Runs a query created by split_query(). May be called in lieu of running a bb_database qrun job.

Parameters
  • dbpath – Absolute path to database (.bbdb)

  • query_file – Query file (.bbq) created by split_query()

  • matches_file – Output CSV file (.csv, .csv.gz, .csvgz) for matching keys

  • select_size – Maximum number of building block keys per database SELECT statement

  • logger – Logger for informative messages

schrodinger.application.bb_database.bb_task_utils.split_query(dbpath: str, key_file: str, prefix: str, key_column: Optional[str] = 'InChIKey', key_substr: Optional[str] = ':', logger: Optional[logging.Logger] = None) None

Splits a query according to the database chunks it covers. May be called in lieu of running a bb_database qsplit job.

Parameters
  • dbpath – Absolute path to database (.bbdb)

  • key_file – CSV file (.csv, .csv.gz, .csvgz) with building block keys

  • prefix – Prefix for query files to create.

  • key_column – Name of the column that holds building block keys

  • key_substr – <min>:<max> slice of building block key field.

  • logger – Logger for informative messages

schrodinger.application.bb_database.bb_task_utils.unzip_query(prefix: str, dest_dir: Optional[str] = None) dict[str, list[str]]

Unzips an archive <prefix>_queries.zip created by zip_query() to the specified directory, which is CWD by default. Returns a dictionary that maps each extracted query file [<dest_dir>/]<prefix>_<host>.bbq to to the list [<host>, <dbpath>], where <host> is the name of the host on on which the query should be run, and <dbpath> is the location of the building block database on that host.

schrodinger.application.bb_database.bb_task_utils.validate_dbpath(dbpath: str, expected_to_exist: Optional[bool] = True) None

Raises a RuntimeError if dbpath has the wrong extension or is not an absolute path. Raises a FileExistsError if expected_to_exist is False and dbpath exists; raises a FileNotFoundError if expected_to_exist is True and dbpath doesn’t exist.

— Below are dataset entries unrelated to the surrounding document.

PR #188, opened 2015-09-23
Heading inside complex field has strong applied

kylegibson:
For example, the current output is:

```html
<h2><strong>Foo</strong></h2>
```

The desired output is

```html
<h2>Foo</h2>
```

This still works for non-complex field runs but is currently broken for complex field runs.

### DIFF
--- a/pydocx/export/base.py
+++ b/pydocx/export/base.py
@@ -180,6 +180,8 @@ class PyDocXExporter(object):
                     previous_parent_new_children.append(child)
             first_run.parent.children = previous_parent_new_children
 
+            field.parent = first_run.parent
+
             for run in field.children:
                 run.parent = field
 
--- a/pydocx/export/base.py
+++ b/pydocx/export/base.py
@@ -110,15 +110,23 @@ class PyDocXExporter(object):
             # document (e.g. fields)
             # In the first pass, discard any generated results
             self.first_pass = True
-            for result in self.export_node(document):
-                pass
+            self._first_pass_export()
 
-            self._convert_complex_fields_into_simple_fields()
+            self._post_first_pass_processing()
 
             # actually render the results
             self.first_pass = False
             for result in self.export_node(document):
                 yield result
+
+    def _first_pass_export(self):
+        document = self.main_document_part.document
+        if document:
+            for result in self.export_node(document):
+                pass
+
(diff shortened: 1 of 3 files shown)


tests/export/html/test_field_code.py
```diff
@@ -7,11 +7,58 @@
 )
 
 
-from pydocx.openxml.packaging import MainDocumentPart
+from pydocx.openxml.packaging import MainDocumentPart, StyleDefinitionsPart
 from pydocx.test import DocumentGeneratorTestCase
 from pydocx.test.utils import WordprocessingDocumentFactory
 
 
+class HeadingTestCase(DocumentGeneratorTestCase):
```
winhamwr: You have a testcase named `HyperlinkFieldCodeTestCase` in this module, so wouldn't calling this `HeadingFieldCodeTestCase` be more consistent?

kylegibson: Maybe I should rename the other class to drop the FieldCode, since the module is test_field_code?

pydocx/export/base.py
```diff
@@ -180,6 +180,8 @@ def _convert_complex_fields_into_simple_fields(self):
                     previous_parent_new_children.append(child)
             first_run.parent.children = previous_parent_new_children
 
+            field.parent = first_run.parent
```
winhamwr: I don't understand this at all. Could it benefit from a code comment, perhaps?

winhamwr:
Looks good, other than the test name and code comment suggestion.

winhamwr:
Also, I'm pretty sure this will save cleaners a lot of time. I hear often about how it's a pain to de-bold things if it comes in as a heading and it shouldn't be.

kylegibson:
> I'm pretty sure this will save cleaners a lot of time

This isn't a bug that is currently present in PolicyStat. This was introduced in v0.9.0 which hasn't gone live for us yet.

pydocx/export/base.py
kylegibson: The problem was field.parent was never being set, so it was None. Yet the new field was being inserted into the structure. As a consequence, it mean that the contained runs had no way to detect whether they were contained within a paragraph that was a heading, since the structure only went up as far as the field.

PR #190, opened 2015-09-24
Fake nested lists not converted inside tables

kylegibson:


winhamwr:
:+1: 

This bug was only introduced when the complex hyperlink fix was introduced with 0.9.0, right?

kylegibson:
That's correct

PR #209, opened 2016-04-23
office Open xml: shared_math

IuryAlves:
Hi,  I spent some time writing the tags that is used with equations. This is not complete yet, but maybe is a good start to create a docx to latex exporter.

I also noticed that there is a issue (#49) to enable equations, but it is stopped for a long time. I would like to continue contributing to make this possible.

### DIFF
--- a/pydocx/openxml/shared_math/__init__.py
+++ b/pydocx/openxml/shared_math/__init__.py
@@ -1,0 +1,76 @@
+from pydocx.openxml.shared_math.accent import Accent
+from pydocx.openxml.shared_math.accent_properties import AccentProperties
+from pydocx.openxml.shared_math.align import Align
+from pydocx.openxml.shared_math.align_scripts import AlignScripts
+from pydocx.openxml.shared_math.argument_properties import ArgumentProperties
+from pydocx.openxml.shared_math.argument_size import ArgumentSize
+from pydocx.openxml.shared_math.bar import Bar
+from pydocx.openxml.shared_math.bar_properties import BarProperties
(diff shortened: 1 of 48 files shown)


winhamwr:
Hello iury,

Thanks for the PR! We would love to have support for equations.

Would you be willing to implement at least some of these models in an exporter (preferably HTML), or perhaps write a separate exporter that adds support for these? We'd also love to have some basic smoke tests covering a .docx file with a mix of math and normal content, along with some XML tests covering all of the added models. It doesn't need to cover all of the corner cases or achieve full coverage, but in order to maintain this going forward, we need at least "happy path" coverage.

Thanks again!
-Wes

IuryAlves:
@winhamwr sure. I will do it.

IuryAlves:
@winhamwr Sorry for the delay. I've come to realize that there are many cyclic import issues in my pull request. For example:

```
<m:acc>
  <m:e>
    <m:acc/>
  </m:e>
</m:acc>
```

This becomes the following:


```python
# accent.py
from pydocx.openxml.shared_math.element import Element
```

```python
# element.py
from pydocx.openxml.shared_math.accent import Accent
```

I am wondering what is the best solution for this problem.

winhamwr:
@IuryAlves you can use a string to avoid the circular import, kind of like with Django's model syntax. [here](https://github.com/CenterForOpenScience/pydocx/blob/master/pydocx/openxml/vml/rect.py#L16) is an example.

IuryAlves:
Thanks @winhamwr

Issue #210, opened 2016-05-11
Add support for colorized text


jhubert:
Colorized text is currently ignored.

![image](https://cloud.githubusercontent.com/assets/3384/15170644/826cdab8-16fc-11e6-8c67-8e63b1de26a2.png)

ends up like

```html
<p>AAA</p>
<p>BBB</p>
```

[styled_color.docx](https://github.com/CenterForOpenScience/pydocx/files/258607/styled_color.docx)

I think it would be good to support colorized text. Basically anything other than `#000000`

PR #211, opened 2016-05-11
Add support for colorized text

jhubert:
Connects #210 

It seems like this may have been intentionally left out, but it's come up a number of times for us so I thought I'd take a crack at it.

This is a very simple handler for the `<w:color />` tag that applies the color directly to a `span` tag that wraps the text. It's following the patterns I saw in the code, but [the guard clause on line 478 in html.py](https://github.com/CenterForOpenScience/pydocx/compare/master...jhubert:210-colorized-text?expand=1#diff-1e8de747886c45532983f883b63b0b84R478) feels a little out of place. If there is a better way to handle `run.properties` not being set, I'd love to hear it.

The word document used in the tests looks like this:

image


jlward:
Hello,

Your code looks good. Do you mind adding in a change log entry showcasing your changes? And feel free to add yourself to the Authors file if you'd like. After that I don't see any reason not to merge this guy in.

kylegibson:
When we upgrade our version, we'll need to disable the color handling.

jlward:
> When we upgrade our version, we'll need to disable the color handling.

I would agree. I already look at our code and know where the change needs to be done.

jhubert:
> When we upgrade our version, we'll need to disable the color handling.

@kylegibson Any easy way to make a handler like this configurable so that it can be optional for other people? It seems like some people may want the color to be stripped.

jhubert:
@jlward Will do! Should I version bump it to 0.9.7 as well?

jlward:
> Will do! Should I version bump it to 0.9.7 as well?

@jhubert Don't worry about bumping the version. I am going to try to get #203 and #204 live before we push out another version. So I'll deal with the version stuff.

jlward:
> Any easy way to make a handler like this configurable so that it can be optional for other people? It seems like some people may want the color to be stripped.

With out use case, we have to subclass the exporter anyway. So it's pretty easy to overwrite it to do nothing. I'm not saying it's the best solution :). But it does work for us.

jhubert:
@jlward Ok great. Changelog entry added. Thanks!

jhubert:
Heh. Travis / github won't pass the build if you use [ci skip]. Good to know. Re-pushing to waste cpu cycles 🍷

jlward:
Thanks for the PR :) I am going to try to get #203 and #204 fixed before we make a new version.

jhubert:
Awesome. Thanks for merging!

schrodinger.application.bb_database.bb_task_utils.validate_global_database(dbpath: str) None

Raises a RuntimeError if the database does not have global scope, if the rows in chunk.csv are not sequentially numbered starting at 1, or if any row has the wrong number of fields.

schrodinger.application.bb_database.bb_task_utils.validate_key_files(key_files: list[str]) None

Raises a RuntimeError if any of the provided key files do not have a recognized CSV extension. Raises a FileNotFoundError if a file is missing.

schrodinger.application.bb_database.bb_task_utils.write_readme_file(dbpath: str) None

Creates a README.txt file with important information about building block databases.

schrodinger.application.bb_database.bb_task_utils.zip_query(prefix: str) str

Given the prefix that was supplied to split_query(), this function creates the Zip archive <prefix>_queries.zip, adds <prefix>_catalog.json to the archive, along with all of its associated .bbq files. Returns the name of the archive.